(Stored data entries)
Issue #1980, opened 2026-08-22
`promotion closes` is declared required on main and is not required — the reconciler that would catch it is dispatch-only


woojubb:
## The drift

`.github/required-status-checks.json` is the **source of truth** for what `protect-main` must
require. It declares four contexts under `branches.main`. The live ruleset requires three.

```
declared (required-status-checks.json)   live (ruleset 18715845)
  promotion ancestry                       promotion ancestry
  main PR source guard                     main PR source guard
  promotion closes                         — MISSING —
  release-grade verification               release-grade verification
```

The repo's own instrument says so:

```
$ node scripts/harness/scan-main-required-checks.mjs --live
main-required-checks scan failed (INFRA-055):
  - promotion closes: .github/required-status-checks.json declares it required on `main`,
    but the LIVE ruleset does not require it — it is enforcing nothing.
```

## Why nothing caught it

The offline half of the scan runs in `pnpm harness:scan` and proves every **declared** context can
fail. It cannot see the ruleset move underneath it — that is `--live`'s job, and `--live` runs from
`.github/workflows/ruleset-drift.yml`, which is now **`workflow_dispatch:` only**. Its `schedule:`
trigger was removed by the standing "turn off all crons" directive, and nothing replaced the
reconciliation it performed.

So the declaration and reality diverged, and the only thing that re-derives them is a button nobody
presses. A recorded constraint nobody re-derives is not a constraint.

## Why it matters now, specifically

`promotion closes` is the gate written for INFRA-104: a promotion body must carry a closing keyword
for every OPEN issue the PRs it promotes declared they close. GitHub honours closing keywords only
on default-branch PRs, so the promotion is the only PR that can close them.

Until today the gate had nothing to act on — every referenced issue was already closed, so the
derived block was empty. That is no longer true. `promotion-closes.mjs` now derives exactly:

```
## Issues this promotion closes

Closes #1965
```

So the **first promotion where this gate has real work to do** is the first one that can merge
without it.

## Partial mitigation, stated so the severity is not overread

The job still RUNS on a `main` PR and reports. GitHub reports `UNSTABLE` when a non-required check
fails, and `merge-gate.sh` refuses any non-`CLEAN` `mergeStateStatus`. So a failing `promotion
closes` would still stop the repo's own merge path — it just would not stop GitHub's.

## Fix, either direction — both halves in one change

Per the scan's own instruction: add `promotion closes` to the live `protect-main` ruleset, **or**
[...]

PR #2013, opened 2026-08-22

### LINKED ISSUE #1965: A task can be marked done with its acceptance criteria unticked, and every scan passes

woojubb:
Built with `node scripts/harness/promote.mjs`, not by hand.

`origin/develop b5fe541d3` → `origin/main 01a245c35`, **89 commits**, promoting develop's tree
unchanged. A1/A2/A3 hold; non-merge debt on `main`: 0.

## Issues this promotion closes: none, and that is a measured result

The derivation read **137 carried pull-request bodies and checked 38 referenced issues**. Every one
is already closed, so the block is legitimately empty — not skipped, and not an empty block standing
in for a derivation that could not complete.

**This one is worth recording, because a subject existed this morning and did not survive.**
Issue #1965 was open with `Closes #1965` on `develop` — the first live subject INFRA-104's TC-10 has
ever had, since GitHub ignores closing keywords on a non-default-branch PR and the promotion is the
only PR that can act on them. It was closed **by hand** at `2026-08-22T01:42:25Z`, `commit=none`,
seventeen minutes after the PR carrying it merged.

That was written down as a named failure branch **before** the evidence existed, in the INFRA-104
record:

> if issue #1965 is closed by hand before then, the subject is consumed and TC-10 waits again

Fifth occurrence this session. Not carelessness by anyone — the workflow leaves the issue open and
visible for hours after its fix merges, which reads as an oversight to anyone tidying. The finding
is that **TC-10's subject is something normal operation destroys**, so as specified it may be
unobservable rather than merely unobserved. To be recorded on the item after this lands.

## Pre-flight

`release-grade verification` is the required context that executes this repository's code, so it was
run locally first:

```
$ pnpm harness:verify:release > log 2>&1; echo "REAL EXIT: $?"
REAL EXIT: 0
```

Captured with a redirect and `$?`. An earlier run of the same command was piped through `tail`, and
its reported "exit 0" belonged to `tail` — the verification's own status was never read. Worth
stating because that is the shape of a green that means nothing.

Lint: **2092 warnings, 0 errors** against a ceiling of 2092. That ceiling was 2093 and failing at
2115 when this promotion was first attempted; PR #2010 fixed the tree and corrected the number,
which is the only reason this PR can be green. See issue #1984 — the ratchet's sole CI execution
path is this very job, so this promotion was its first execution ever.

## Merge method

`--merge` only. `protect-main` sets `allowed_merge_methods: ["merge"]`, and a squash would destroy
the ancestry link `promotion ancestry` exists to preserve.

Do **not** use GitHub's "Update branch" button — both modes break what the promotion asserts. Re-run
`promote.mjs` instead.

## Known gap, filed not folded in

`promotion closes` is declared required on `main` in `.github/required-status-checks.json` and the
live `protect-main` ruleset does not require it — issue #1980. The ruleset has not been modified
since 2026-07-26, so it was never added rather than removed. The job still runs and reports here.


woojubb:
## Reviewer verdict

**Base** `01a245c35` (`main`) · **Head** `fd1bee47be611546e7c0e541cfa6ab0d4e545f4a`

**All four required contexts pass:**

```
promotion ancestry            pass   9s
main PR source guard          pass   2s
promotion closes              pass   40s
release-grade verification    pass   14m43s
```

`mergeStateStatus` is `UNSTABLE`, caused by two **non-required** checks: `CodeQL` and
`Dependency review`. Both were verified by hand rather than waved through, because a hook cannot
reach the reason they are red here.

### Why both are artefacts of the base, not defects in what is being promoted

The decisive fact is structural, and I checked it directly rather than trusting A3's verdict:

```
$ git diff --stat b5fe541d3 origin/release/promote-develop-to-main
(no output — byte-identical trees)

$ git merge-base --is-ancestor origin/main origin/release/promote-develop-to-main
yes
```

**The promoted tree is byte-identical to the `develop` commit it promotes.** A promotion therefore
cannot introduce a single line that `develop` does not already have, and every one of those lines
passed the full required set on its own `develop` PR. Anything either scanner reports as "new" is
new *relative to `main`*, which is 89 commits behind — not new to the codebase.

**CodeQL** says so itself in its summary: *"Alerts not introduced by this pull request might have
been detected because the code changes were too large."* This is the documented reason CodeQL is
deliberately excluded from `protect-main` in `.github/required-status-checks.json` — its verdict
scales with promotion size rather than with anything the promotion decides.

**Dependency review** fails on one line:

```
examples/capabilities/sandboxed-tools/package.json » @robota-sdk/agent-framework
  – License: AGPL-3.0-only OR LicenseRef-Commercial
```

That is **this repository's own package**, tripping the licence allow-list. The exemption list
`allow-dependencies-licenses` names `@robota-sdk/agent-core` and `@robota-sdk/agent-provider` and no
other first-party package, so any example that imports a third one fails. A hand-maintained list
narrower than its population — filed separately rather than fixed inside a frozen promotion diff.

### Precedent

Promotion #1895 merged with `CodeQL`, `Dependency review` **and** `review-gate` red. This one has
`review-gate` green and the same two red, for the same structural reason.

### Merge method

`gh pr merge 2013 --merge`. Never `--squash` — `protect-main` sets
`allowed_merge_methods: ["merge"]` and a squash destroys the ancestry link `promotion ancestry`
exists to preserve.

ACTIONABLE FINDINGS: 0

**Action item**
Make an exact copy of all the lines above.

**Solution for this problem**
Issue #1980, opened 2026-08-22
`promotion closes` is declared required on main and is not required — the reconciler that would catch it is dispatch-only


woojubb:
## The drift

`.github/required-status-checks.json` is the **source of truth** for what `protect-main` must
require. It declares four contexts under `branches.main`. The live ruleset requires three.

```
declared (required-status-checks.json)   live (ruleset 18715845)
  promotion ancestry                       promotion ancestry
  main PR source guard                     main PR source guard
  promotion closes                         — MISSING —
  release-grade verification               release-grade verification
```

The repo's own instrument says so:

```
$ node scripts/harness/scan-main-required-checks.mjs --live
main-required-checks scan failed (INFRA-055):
  - promotion closes: .github/required-status-checks.json declares it required on `main`,
    but the LIVE ruleset does not require it — it is enforcing nothing.
```

## Why nothing caught it

The offline half of the scan runs in `pnpm harness:scan` and proves every **declared** context can
fail. It cannot see the ruleset move underneath it — that is `--live`'s job, and `--live` runs from
`.github/workflows/ruleset-drift.yml`, which is now **`workflow_dispatch:` only**. Its `schedule:`
trigger was removed by the standing "turn off all crons" directive, and nothing replaced the
reconciliation it performed.

So the declaration and reality diverged, and the only thing that re-derives them is a button nobody
presses. A recorded constraint nobody re-derives is not a constraint.

## Why it matters now, specifically

`promotion closes` is the gate written for INFRA-104: a promotion body must carry a closing keyword
for every OPEN issue the PRs it promotes declared they close. GitHub honours closing keywords only
on default-branch PRs, so the promotion is the only PR that can close them.

Until today the gate had nothing to act on — every referenced issue was already closed, so the
derived block was empty. That is no longer true. `promotion-closes.mjs` now derives exactly:

```
## Issues this promotion closes

Closes #1965
```

So the **first promotion where this gate has real work to do** is the first one that can merge
without it.

## Partial mitigation, stated so the severity is not overread

The job still RUNS on a `main` PR and reports. GitHub reports `UNSTABLE` when a non-required check
fails, and `merge-gate.sh` refuses any non-`CLEAN` `mergeStateStatus`. So a failing `promotion
closes` would still stop the repo's own merge path — it just would not stop GitHub's.

## Fix, either direction — both halves in one change

Per the scan's own instruction: add `promotion closes` to the live `protect-main` ruleset, **or**
[...]

PR #2013, opened 2026-08-22

### LINKED ISSUE #1965: A task can be marked done with its acceptance criteria unticked, and every scan passes

woojubb:
Built with `node scripts/harness/promote.mjs`, not by hand.

`origin/develop b5fe541d3` → `origin/main 01a245c35`, **89 commits**, promoting develop's tree
unchanged. A1/A2/A3 hold; non-merge debt on `main`: 0.

## Issues this promotion closes: none, and that is a measured result

The derivation read **137 carried pull-request bodies and checked 38 referenced issues**. Every one
is already closed, so the block is legitimately empty — not skipped, and not an empty block standing
in for a derivation that could not complete.

**This one is worth recording, because a subject existed this morning and did not survive.**
Issue #1965 was open with `Closes #1965` on `develop` — the first live subject INFRA-104's TC-10 has
ever had, since GitHub ignores closing keywords on a non-default-branch PR and the promotion is the
only PR that can act on them. It was closed **by hand** at `2026-08-22T01:42:25Z`, `commit=none`,
seventeen minutes after the PR carrying it merged.

That was written down as a named failure branch **before** the evidence existed, in the INFRA-104
record:

> if issue #1965 is closed by hand before then, the subject is consumed and TC-10 waits again

Fifth occurrence this session. Not carelessness by anyone — the workflow leaves the issue open and
visible for hours after its fix merges, which reads as an oversight to anyone tidying. The finding
is that **TC-10's subject is something normal operation destroys**, so as specified it may be
unobservable rather than merely unobserved. To be recorded on the item after this lands.

## Pre-flight

`release-grade verification` is the required context that executes this repository's code, so it was
run locally first:

```
$ pnpm harness:verify:release > log 2>&1; echo "REAL EXIT: $?"
REAL EXIT: 0
```

Captured with a redirect and `$?`. An earlier run of the same command was piped through `tail`, and
its reported "exit 0" belonged to `tail` — the verification's own status was never read. Worth
stating because that is the shape of a green that means nothing.

Lint: **2092 warnings, 0 errors** against a ceiling of 2092. That ceiling was 2093 and failing at
2115 when this promotion was first attempted; PR #2010 fixed the tree and corrected the number,
which is the only reason this PR can be green. See issue #1984 — the ratchet's sole CI execution
path is this very job, so this promotion was its first execution ever.

## Merge method

`--merge` only. `protect-main` sets `allowed_merge_methods: ["merge"]`, and a squash would destroy
the ancestry link `promotion ancestry` exists to preserve.

Do **not** use GitHub's "Update branch" button — both modes break what the promotion asserts. Re-run
`promote.mjs` instead.

## Known gap, filed not folded in

`promotion closes` is declared required on `main` in `.github/required-status-checks.json` and the
live `protect-main` ruleset does not require it — issue #1980. The ruleset has not been modified
since 2026-07-26, so it was never added rather than removed. The job still runs and reports here.


woojubb:
## Reviewer verdict

**Base** `01a245c35` (`main`) · **Head** `fd1bee47be611546e7c0e541cfa6ab0d4e545f4a`

**All four required contexts pass:**

```
promotion ancestry            pass   9s
main PR source guard          pass   2s
promotion closes              pass   40s
release-grade verification    pass   14m43s
```

`mergeStateStatus` is `UNSTABLE`, caused by two **non-required** checks: `CodeQL` and
`Dependency review`. Both were verified by hand rather than waved through, because a hook cannot
reach the reason they are red here.

### Why both are artefacts of the base, not defects in what is being promoted

The decisive fact is structural, and I checked it directly rather than trusting A3's verdict:

```
$ git diff --stat b5fe541d3 origin/release/promote-develop-to-main
(no output — byte-identical trees)

$ git merge-base --is-ancestor origin/main origin/release/promote-develop-to-main
yes
```

**The promoted tree is byte-identical to the `develop` commit it promotes.** A promotion therefore
cannot introduce a single line that `develop` does not already have, and every one of those lines
passed the full required set on its own `develop` PR. Anything either scanner reports as "new" is
new *relative to `main`*, which is 89 commits behind — not new to the codebase.

**CodeQL** says so itself in its summary: *"Alerts not introduced by this pull request might have
been detected because the code changes were too large."* This is the documented reason CodeQL is
deliberately excluded from `protect-main` in `.github/required-status-checks.json` — its verdict
scales with promotion size rather than with anything the promotion decides.

**Dependency review** fails on one line:

```
examples/capabilities/sandboxed-tools/package.json » @robota-sdk/agent-framework
  – License: AGPL-3.0-only OR LicenseRef-Commercial
```

That is **this repository's own package**, tripping the licence allow-list. The exemption list
`allow-dependencies-licenses` names `@robota-sdk/agent-core` and `@robota-sdk/agent-provider` and no
other first-party package, so any example that imports a third one fails. A hand-maintained list
narrower than its population — filed separately rather than fixed inside a frozen promotion diff.

### Precedent

Promotion #1895 merged with `CodeQL`, `Dependency review` **and** `review-gate` red. This one has
`review-gate` green and the same two red, for the same structural reason.

### Merge method

`gh pr merge 2013 --merge`. Never `--squash` — `protect-main` sets
`allowed_merge_methods: ["merge"]` and a squash destroys the ancestry link `promotion ancestry`
exists to preserve.

ACTIONABLE FINDINGS: 0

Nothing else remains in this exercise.